Court of Appeals of Ohio, Second District, Montgomery County
Mar 18, 2011
2011 Ohio 1289 (Ohio Ct. App. 2011)

Opinion

No. 24305.

Rendered on March 18, 2011.

Criminal appeal from Common Pleas Court, T.C. No. 10CR1833.

Carley J. Ingram, Atty. Reg. No. 0020084, Assistant Prosecuting Attorney, Attorney for Plaintiff-Appellee.

Byron K. Shaw, Atty. Reg. No. 0073124, Attorney for Defendant-Appellant.

Robert V. Salmon, #A638-068, Defendant-Appellant.


OPINION


{¶ 1} On September 28, 2010, Appellant pled guilty to one count of felonious assault in violation of R.C. 2903.11(A)(1).

{¶ 2} Appointed counsel for Salmon filed a brief pursuant to Anders v. California (1967), 386 U.S. 738, 87 S.Ct. 1396, 18 L.Ed.2d 493, stating that he was "unable to find any meritorious issues for appeal. . . ." Salmon was advised of his counsel's Anders briefs representations and that he could file a pro se brief assigning any errors for review by this court. Salmon was further advised that absent such a filing, the appeal will be deemed submitted on its merits. No pro se brief has been received. The case is now before us for our independent review of the record. Penson v.
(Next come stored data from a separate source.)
PR #1474, opened 2025-06-17
Allow string macros (env, concat, etc) in contract meta values

leighmcculloch:
### What
  Enable use of string macros like env! and concat! inside contract meta values.

  ### Why
  Allows for the use of things like environment variables, and concatenating data from multiple places inside contract meta values. Within the SDK this makes it simpler to inject the version of the SDK into the meta. Within contracts this will allow folks to inject things like the version of the crate into meta by using a value like `env!("CARGO_PKG_VERSION")`.

### DIFF
--- a/soroban-sdk-macros/Cargo.toml
+++ b/soroban-sdk-macros/Cargo.toml
@@ -14,10 +14,6 @@ rust-version.workspace = true
 proc-macro = true
 doctest = false
 
-[build-dependencies]
-rustc_version = "0.4.0"
-crate-git-revision = "0.0.6"
-
 [dependencies]
 soroban-spec = { workspace = true }
 soroban-spec-rust = { workspace = true }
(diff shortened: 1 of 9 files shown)


leighmcculloch:
The nightly build failures are fixed by:
- https://github.com/stellar/rs-soroban-sdk/pull/1475

dmkozh (approved):

soroban-sdk-macros/Cargo.toml
```diff
@@ -23,7 +23,7 @@ syn = {version="2.0.77",features=["full"]}
 quote = "1.0"
 proc-macro2 = "1.0"
 itertools = "0.10.5"
-darling = "0.20.0"
+darling = "0.20.10"
```
leighmcculloch, line 26: With the use of `darling(with = )` the sdk now requires a newer version of darling that was previously not being required.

Ohio (1988), 488 U.S. 75, 109 S.Ct. 346, 102 L.Ed.2d 300.

{¶ 3} Salmon's appellate counsel has identified one possible " Anders Argument" for appeal: "Appellant's Conviction And Sentencing Is Against The Manifest Weight Of The Evidence."

{¶ 4} Salmon's guilty plea serves as a complete admission of factual guilt and, accordingly, his factual guilt is removed from further consideration. Menna v. New York (1975), 423 U.S. 61, 62 n. 2, 96 S.Ct. 241, 46 L.Ed.2d 195; State v. Lane, Greene App. No. 2010 CA 21, 2010-Ohio-5639, at ¶ 4; Crim. R. 11(B)(1). "Therefore, `[a]s a consequence of entering a plea of guilty in this case, defendant is precluded from arguing on appeal that his conviction is not supported by legally sufficient evidence or is against the manifest weight of the evidence.'" Lane at ¶ 4. The Appellant's brief cites to State v. Mattson (1985), 23 Ohio App.3d 10, which was a guilty finding after a jury trial and which, even so, has been criticized. See, e.g., State v. Harris (April 10, 1998), Trumbull App. No. 96-T-5512. We note that we have in several previous decisions addressed — and rejected — the exact same assignment (that a conviction after a plea of guilty is against the manifest weight of the evidence) made in Anders' briefs by the same counsel. This assignment of error lacks arguable merit.

{¶ 5} The plea transcript reflects the prosecutor's reading of the indictment (which tracks the statute) and the Appellant's acknowledgment of his understanding of the charge. Prior to pleading guilty for the felonious assault, the court conducted a thorough Crim. R. 11 dialogue with the Appellant and Salmon's plea was entered voluntarily, intelligently and knowingly.

{¶ 6} The Appellant's brief states the crime involved an assault on another inmate at the Montgomery Education and Pre-Release Center and that it resulted in partial blindness and multiple stitches for the victim. Perhaps because of the court's knowledge of the allegations (the case was set for a jury trial that day), the court inquired whether the appellant had a prior felony-1 or felony-2 conviction, which would make him ineligible for consideration for community control. The Appellant said he did not have such a conviction and the court went so far as to remind him this offense was a felony of the second degree and that a subsequent "felony-1 or felony-2, . . .would be mandatory incarceration."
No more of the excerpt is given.